EDIT: It turns out this is actually a very well studied problem if you know the terms to search for. Rather than calling it a utility function with diminishing returns, you need to look for maximization of submodular functions. E.g. Non-monotone submodular maximization under matroid and knapsack constraints. And it turns out that it is NP-Hard.

I have thought about this some more and I have come to some conclusions.

First, I asked "If $u$ is a non-constant, computable function, then is maximizing $u$ in a knapsack NP-Hard?" The answer is no. For example,

$u(X) = \left\{ \begin{array}{lr} \sum_{x\in X} x & \textrm{all }x_i\textrm{ are the same}\\ 0 & \textrm{otherwise} \end{array} \right.$

can be maximized in linear time (just try $1,...,n$ copies of each item and see which is maximal).

However, I did find a reduction for a large class of utility functions. If the utility function $u$ obeys:

  1. $u(X\cup Y)=u(X)+u(Y)$ if $X\cap Y = \emptyset$ (independence / no substitute goods)
  2. $u(\{x,x\})<2u(\{x\})$ (diminishing returns)
  3. You can specify the utility of a single item as an input (similar to normal knapsack)

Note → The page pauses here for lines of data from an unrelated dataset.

PR #737, opened 2019-11-17
Fixed DAP PIN_DELAY_SLOW() when highly optimized

### LINKED ISSUE #389: CMSIS DAP delay is optimized out by gcc with aggressive optimization options
In fuction PIN_DELAY_SLOW:
```
__STATIC_FORCEINLINE void PIN_DELAY_SLOW (uint32_t delay) {
  uint32_t count;

  count = delay ;
  while (--count);
}
```
the loop is getting optimized out with -O3 option.

**Proposed solution:** 
Make the `count` `volatile` or use something similar to this:
```
__STATIC_FORCEINLINE void PIN_DELAY_SLOW (uint32_t delay) {
  uint32_t count;

  count = delay ;
  while (--count)  __asm__("" : "=r" (delay));
}
```
which generates very efficient code:
288         while (--count)  __asm__("" : "=r" (delay));;
```
0800c5c8:   beq.w   0x800cac0 <SWD_TransferSlow+1296>
0800c5cc:   mov     r2, r3
0800c5ce:   subs    r2, #1
0800c5d0:   bne.n   0x800c5ce <SWD_TransferSlow+30>
```

flit:
The `PIN_DELAY_SLOW()` function in `DAP.h` was disappearing when built with gcc using any optimization setting but `-O0` or `-Og`. The cause is that the loop count variable needs to be volatile, otherwise an optimizing compiler is likely to elide the entire while loop.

Then the following reduction works. Suppose $S=\{(w_1, v_1),\dots,(w_n, v_n)\}$ is the set of things that you want to put into your knapsack, and you have an oracle to solve a utility knapsack using a function that meets those three criteria. You can create $S'$ by taking each $(w_i, v_i)$ and creating copies $(w_i,v_i),(2w_i, 2v_i),...$ until you reach the weight limit. Put all these copies into $S'$. Provide $S'$ to the utility knapsack solver, which we can do because of (3).

The resulting solution won't have any duplicate items (by (2)), and so by (1) its utility is the same as its value in the normal knapsack. So I think it will be the solution to normal knapsack as well.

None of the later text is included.